EXERCISE BRIEF: Return, from the material below, each line in which "that" occurs.

SOURCE MATERIAL:
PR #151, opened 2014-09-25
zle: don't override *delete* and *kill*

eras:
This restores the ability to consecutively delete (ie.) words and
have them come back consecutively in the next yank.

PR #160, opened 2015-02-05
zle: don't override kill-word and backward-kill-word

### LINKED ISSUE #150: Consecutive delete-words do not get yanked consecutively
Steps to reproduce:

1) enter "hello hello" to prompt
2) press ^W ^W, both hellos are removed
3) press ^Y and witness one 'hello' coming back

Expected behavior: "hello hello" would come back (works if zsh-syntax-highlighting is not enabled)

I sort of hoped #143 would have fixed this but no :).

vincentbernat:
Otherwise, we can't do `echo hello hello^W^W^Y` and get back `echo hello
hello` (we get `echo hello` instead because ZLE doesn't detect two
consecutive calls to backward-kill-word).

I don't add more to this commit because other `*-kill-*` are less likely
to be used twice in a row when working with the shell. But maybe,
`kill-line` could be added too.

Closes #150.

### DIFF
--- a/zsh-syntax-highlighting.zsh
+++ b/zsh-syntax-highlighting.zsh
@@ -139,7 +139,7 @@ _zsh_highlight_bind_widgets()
==
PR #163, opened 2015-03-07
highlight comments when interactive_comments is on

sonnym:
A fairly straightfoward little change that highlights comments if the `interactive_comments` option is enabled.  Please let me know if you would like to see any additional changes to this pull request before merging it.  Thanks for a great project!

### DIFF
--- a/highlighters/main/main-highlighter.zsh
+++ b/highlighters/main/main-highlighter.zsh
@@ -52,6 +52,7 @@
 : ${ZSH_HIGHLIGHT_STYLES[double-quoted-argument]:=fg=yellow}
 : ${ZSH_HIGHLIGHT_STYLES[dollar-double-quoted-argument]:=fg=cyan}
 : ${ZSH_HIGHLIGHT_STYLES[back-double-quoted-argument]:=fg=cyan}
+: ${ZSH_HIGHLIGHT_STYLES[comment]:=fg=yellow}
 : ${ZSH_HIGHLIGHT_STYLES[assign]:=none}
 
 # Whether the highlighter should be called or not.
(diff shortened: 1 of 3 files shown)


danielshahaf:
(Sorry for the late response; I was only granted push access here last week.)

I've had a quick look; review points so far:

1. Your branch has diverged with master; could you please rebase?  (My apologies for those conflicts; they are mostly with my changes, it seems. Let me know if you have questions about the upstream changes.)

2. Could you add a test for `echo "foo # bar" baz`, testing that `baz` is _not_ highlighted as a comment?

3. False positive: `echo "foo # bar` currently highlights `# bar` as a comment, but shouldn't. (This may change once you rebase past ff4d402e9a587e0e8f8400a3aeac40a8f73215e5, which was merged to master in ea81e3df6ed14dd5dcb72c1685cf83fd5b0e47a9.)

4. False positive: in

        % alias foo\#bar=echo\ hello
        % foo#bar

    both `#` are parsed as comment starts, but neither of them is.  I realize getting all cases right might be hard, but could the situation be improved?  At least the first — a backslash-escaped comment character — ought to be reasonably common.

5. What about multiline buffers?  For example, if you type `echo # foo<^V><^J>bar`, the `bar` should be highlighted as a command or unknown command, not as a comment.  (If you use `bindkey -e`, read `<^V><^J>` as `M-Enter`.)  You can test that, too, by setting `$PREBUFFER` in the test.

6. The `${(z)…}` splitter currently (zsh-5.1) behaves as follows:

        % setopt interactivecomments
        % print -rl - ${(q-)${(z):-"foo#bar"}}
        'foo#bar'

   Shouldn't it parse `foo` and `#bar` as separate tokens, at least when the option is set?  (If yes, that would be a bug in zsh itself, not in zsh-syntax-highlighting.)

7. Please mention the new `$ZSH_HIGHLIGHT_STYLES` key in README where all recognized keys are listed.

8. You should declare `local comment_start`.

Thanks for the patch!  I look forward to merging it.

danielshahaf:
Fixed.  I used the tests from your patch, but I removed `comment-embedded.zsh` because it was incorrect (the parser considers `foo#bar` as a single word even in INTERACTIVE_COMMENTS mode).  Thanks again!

EXERCISE ANSWER:
A fairly straightfoward little change that highlights comments if the `interactive_comments` option is enabled.  Please let me know if you would like to see any additional changes to this pull request before merging it.  Thanks for a great project!
2. Could you add a test for `echo "foo # bar" baz`, testing that `baz` is _not_ highlighted as a comment?
5. What about multiline buffers?  For example, if you type `echo # foo<^V><^J>bar`, the `bar` should be highlighted as a command or unknown command, not as a comment.  (If you use `bindkey -e`, read `<^V><^J>` as `M-Enter`.)  You can test that, too, by setting `$PREBUFFER` in the test.
   Shouldn't it parse `foo` and `#bar` as separate tokens, at least when the option is set?  (If yes, that would be a bug in zsh itself, not in zsh-syntax-highlighting.)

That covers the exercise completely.